The value of the strain modal correction factor ${\kappa }_r(i)$ is taken as follows:

When $k_{ratio,r}(i,i+1)<k_{\lim it}$:

(13)${\kappa }_r(i)=\left\{\begin{array}{cc}\left|{\displaystyle \frac{\Delta {\varphi }_r^{\epsilon }(i)-(\Delta {\varphi }_r^{\epsilon }(1)+\Delta {\varphi }_r^{\epsilon }(2))/2}{\Delta {\varphi }_r^{\epsilon }(i)}}\right|& ,i=1,2\hfill \\ \left|{\displaystyle \frac{\Delta {\varphi }_r^{\epsilon }(i)-(\Delta {\varphi }_r^{\epsilon }(n-1)+\Delta {\varphi }_r^{\epsilon }(n))/2}{\Delta {\varphi }_r^{\epsilon }(i)}}\right|& ,i=n-1,n\hfill \\ 1& ,others\hfill \end{array}\right.$

When $k_{ratio,r}(i,i+1)>k_{\lim it}$:

(14)${\kappa }_r(i)=\left\{\begin{array}{cc}{\displaystyle \frac{MIN(\Delta {\varphi }_r^{\epsilon }(1),\Delta {\varphi }_r^{\epsilon }(2))}{\Delta {\varphi }_r^{\epsilon }(i)}}& ,i=1\hfill \\ {\displaystyle \frac{MIN(\Delta {\varphi }_r^{\epsilon }(n-1),\Delta {\varphi }_r^{\epsilon }(n))}{\Delta {\varphi }_r^{\epsilon }(i)}}& ,i=n\hfill \\ 1& ,others\hfill \end{array}\right.$

(15)$ASMDI(i)={\displaystyle \frac{1}{M}}{\displaystyle \sum _{r=1}^M\delta {\omega }_r\cdot {\kappa }_r(i)\cdot \Delta {\varphi }_r^{\epsilon }(i)}$

4. Experimental Investigation

To check the ability of the proposed SSI-COV method and the proposed damage indicators in recognizing the defects, pipe structures with micro-defects under different impact actions have been studied. Silicone rubber-packaged FBGs in series have been attached on the pipe to measure the dynamic response.
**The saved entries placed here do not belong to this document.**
PR #22522, opened 2023-04-10
nvim: add recipe and dependencies

danielnachun:
Checklist
- [x] Build number is 0.


danielnachun:
@conda-forge-admin, please ping team conda-forge/staged-recipes.

This PR should resolve some of the issues that previous failed attempts to submit `nvim` have encountered:

- Use `luajit-openresty`, a maintained branch of LuaJIT that still produces tagged releases.  For some reason the main LuaJIT upstream no longer tags releases which is problematic, particularly because the last tagged release is incompatible with Apple Silicon among other issues.
- Devendor all bundled dependencies into their own packages, including two Lua modules and a header only C library.  For now I think it makes sense to just target `luajit-openresty` for the Lua modules, but eventually these could also be built for Lua 5.1/5.2/5.3.  `lua-compat-5.3` also includes a Lua module which is not used by `nvim`, hence why I've only put the C library in `lua-compat-5.3-c`
- Build only the shared C library for `tree-sitter`.  There is a separate `tree-sitter` CLI written in Rust that fails to build on older macOS and should be packaged separately.  `tree-sitter` also provides an optional WebAssembly binding that is not used by `neovim` and should be packaged separately.
- For now I have skipped the build on Windows since it will be more complex.  I did borrow the `CmakeLists.txt` provided by `neovim` for `libtermkey`, `libvterm` and `tree-sitter` so that these packages now use `cmake` with `ninja` instead of `autotools`.  However the CMake installation used for `luajit` by `neovim` is unsuitable for `conda`.  I hope to eventually make a `CMakeLists.txt` for `luajit-openresty` so that we don't have to use `autotools` at all and that should make the Windows build easier, but I'd prefer to at least get `nvim` packaged on Linux and macOS.

danielnachun:
@conda-forge-admin please ping team conda-forge/staged-recipes
@conda-forge-admin please ping team conda-forge/help-c-cpp

I wanted to ping again about a review on this.   Thanks!

danielnachun:
@conda-forge-admin please ping team conda-forge/help-c-cpp

Also pinging here as this may be more specific to this recipe.

ocefpaf:
@danielnachun I guess that the amount of packages here make it hard to find a reviewer. I understand they it is better to submit then together to check consistency though.

At  a first glance I see that most cmake call do not have a make check/test or ctest. If there are any can you add them?

danielnachun:
@ocefpaf thank you for reviewing this.  I realize this was a fairly ambitious PR with so many recipes, but as you said it seemed to make the most sense to test these together since `nvim` has many dependencies.

Regarding the use of `make test`, I did add tests where I could, for `libvterm` and `unibilium`.  I realized that the custom `CMakelists.txt` I was adding had no way to run the `make test` target.  Since Windows support is not a goal of this PR, I changed the build recipes for all the recipes that normally use `make` to use it instead of `cmake` and `ninja`.  I would eventually love to see all these recipes use `cmake` and `ninja` but that will require more work on the `CMakelists.txt` for those recipes than I think is worth doing right now.

For the other C recipes I was unable to use `make test` for various reasons:

- `libtermkey` does have a `make test` target, but it fails in the last test on both macOS and Linux.  Oddly if I run the `conda_build.sh` script in `SRC_DIR` afterward, the test succeeds, so I don't think this failure is worth trying to track down right now.
- `luv` has a `make test` target, but it assumes that the build is happening in a Git repo.  I tried to directly invoke the Lua tests that it runs with `luajit tests/run.lua` and this fails because some of the tests want network access which is quite flaky to get right.  No network functionality is used in `luv` by `nvim` so I think this isn't critical either.
- `luajit-openresty` has a Perl testing suite.  I have gotten this to work locally, but it requires 3 Perl modules that are not in `conda-forge` (they are available in  `bioconda`).  I have a long term interest in bringing over Perl modules from `bioconda` and I am happy to do this at some point in a follow up, but this PR is big enough as is.
- `nvim` has a `make test` target for running tests with `busted`, a Lua testing framework.  This is not packaged by `conda-forge` either and I think it would be better to add this in a separate PR.
- `libtree-sitter` doesn't have a `make test` target.

PR #22531, opened 2023-04-11
Packaging TkinterWeb for Conda Forge

Andereoo:
Checklist
- [ ] Build number is 0.

### DIFF
--- a/recipes/tkinterweb/meta.yaml
+++ b/recipes/tkinterweb/meta.yaml
@@ -1,5 +1,5 @@
 {% set name = "tkinterweb" %}
-{% set version = "3.17.5" %}
+{% set version = "3.17.7" %}
 
 package:
   name: {{ name|lower }}
--- a/recipes/tkinterweb/meta.yaml
+++ b/recipes/tkinterweb/meta.yaml
@@ -19,7 +19,7 @@ requirements:
     - python >=2.7
     - pip
   run:
-    - python >=32.7
+    - python >=2.7
     - pillow >=7.1
 
 test:
--- a/recipes/tkinterweb/meta.yaml
+++ b/recipes/tkinterweb/meta.yaml
@@ -1,5 +1,5 @@
 {% set name = "tkinterweb" %}
-{% set version = "3.17.4" %}
+{% set version = "3.17.5" %}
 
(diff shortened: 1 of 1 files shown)


Andereoo:
@conda-forge-admin I'm looking for some help with this pull request. Would anyone here happen to know why this is failing on OSX and Linux? Thanks!

dopplershift:
It looks like this package is shipping its own pre-compiled binary DLLs and .so files from the upstream repo? That's problematic for so many reasons, so you really need to build those here. Where does tkhtml come from?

4.1. Experimental Description

As shown in Figure 3, the experimental object is a 304 stainless-steel pipe with an axial length of 1.5 m, an outer diameter of 25 mm and an inner diameter of 23 mm. The pipe structure is lightweight, corrosion resistant and easy to handle during experiments. The two ends of the steel pipe are fixed to the test bench using clamps. The series of nine bare FBG (B−FBG) sensors and two packaged FBG (P−FBG) sensors, each with six measurement points, are fixed to the surface of the stainless-steel pipe using cured liquid silicone rubber. Among them, B−FBG1 to B−FBG9 are bare optical fibers placed on the upper surface of the pipe; P−FBG1 to P−FBG6 are semicircular packaged FBGs arranged on the lower surface of the pipe; P−FBG7 to P−FBG12 are circular packaged FBGs arranged on the upper side surface of the pipe. The sensors were securely attached to the pipe wall to ensure that the sensors deformed synchronously with the experimental pipe. The encapsulation and fixing process used Dow Corning SYLGARD 184 liquid silicone rubber, which is non-corrosive, highly elastic, radiation resistant and depolymerization resistant. After curing, it becomes transparent with minimal shrinkage. It maintains high elasticity and stability in various harsh environments within a temperature range of −55 °C to 200 °C. This material effectively transmits external micro-strains to the internal grating, ensuring that the FBG sensors operate with high sensitivity, precision and stability. The sensor-specific packaging methods are detailed in references [32,33]. Since this paper focuses on damage identification in pipes, only the data obtained from B−FBG sensors are analyzed. The placement locations of the B−FBG sensors are shown in Table 1. The sensor arrangement is designed to ensure an even distribution across the surface of the pipeline structure, enabling accurate monitoring and analysis of the vibration behavior of the pipeline while also facilitating the identification of damage locations.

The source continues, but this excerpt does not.